- Born: Orville Wayne Rollins 1912 Ringgold, Georgia, US
- Died: 1991 (aged 78–79)
- Occupation: Businessman
- Known for: Founder of Rollins Inc.
- Spouse: Grace Crum Rollins
- Children: Gary Rollins Randall Rollins
- Relatives: John W. Rollins (brother)

= O. Wayne Rollins =

American businessman (1912–1991)

Orville Wayne Rollins (1912–1991) is the co-founder, with his younger brother John W. Rollins, of Rollins Inc., the US's largest pest control conglomerate.

==Early life==
Rollins was born in Ringgold, Georgia, in 1912, the son of John William Rollins and Claudia Nance Rollins, a farmer father and a schoolteacher mother. He graduated from Ringgold High School in 1930.

==Career==
Rollins worked for Standard-Coosa-Thatcher, a textile mill in Chattanooga, Tennessee, for 15 years, then for the Hercules Power Company as a TNT supervisor.

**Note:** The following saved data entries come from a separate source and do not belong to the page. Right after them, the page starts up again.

PR #1373, opened 2024-07-08
Update the Team, Tags, and Status filters in the advanced search to use lookup tables

mddilley:
## Associated issues
https://github.com/cityofaustin/atd-data-tech/issues/17598
https://github.com/cityofaustin/atd-data-tech/issues/18145

This PR:
- updates the **Team** advanced search to default to **contains** operator and support both arbitrary text input or selection from dropdown options
- updates the **Tags** advanced search to default to **contains** operator and support both arbitrary text input or selection from dropdown options
- removes **is** operator from **Team** and **Tags** advanced searches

He returned to Ringgold in 1945, and with his wife and younger brother began to rebuild a mineral springs resort. He then started a radio station to provide cheaper advertising for his brother's Virginia automobile dealership. Rollins Broadcasting was formed in 1948, and grew to control ten radio and four television stations.

In 1964, with company annual revenues of $9 million, he borrowed $60 million in the first leveraged buyout in the US to buy Orkin from its family owners, and move into the pest control business.

In 1982, Rollins received the Golden Plate Award of the American Academy of Achievement. In 1986, he received a Horatio Alger Award for his "rags-to-riches" life story.

==Personal life==
He was married to Grace Crum Rollins. She was born on September 20, 1910, and died on August 8, 2009, aged 98.

He had two sons, Gary Rollins and Randall Rollins.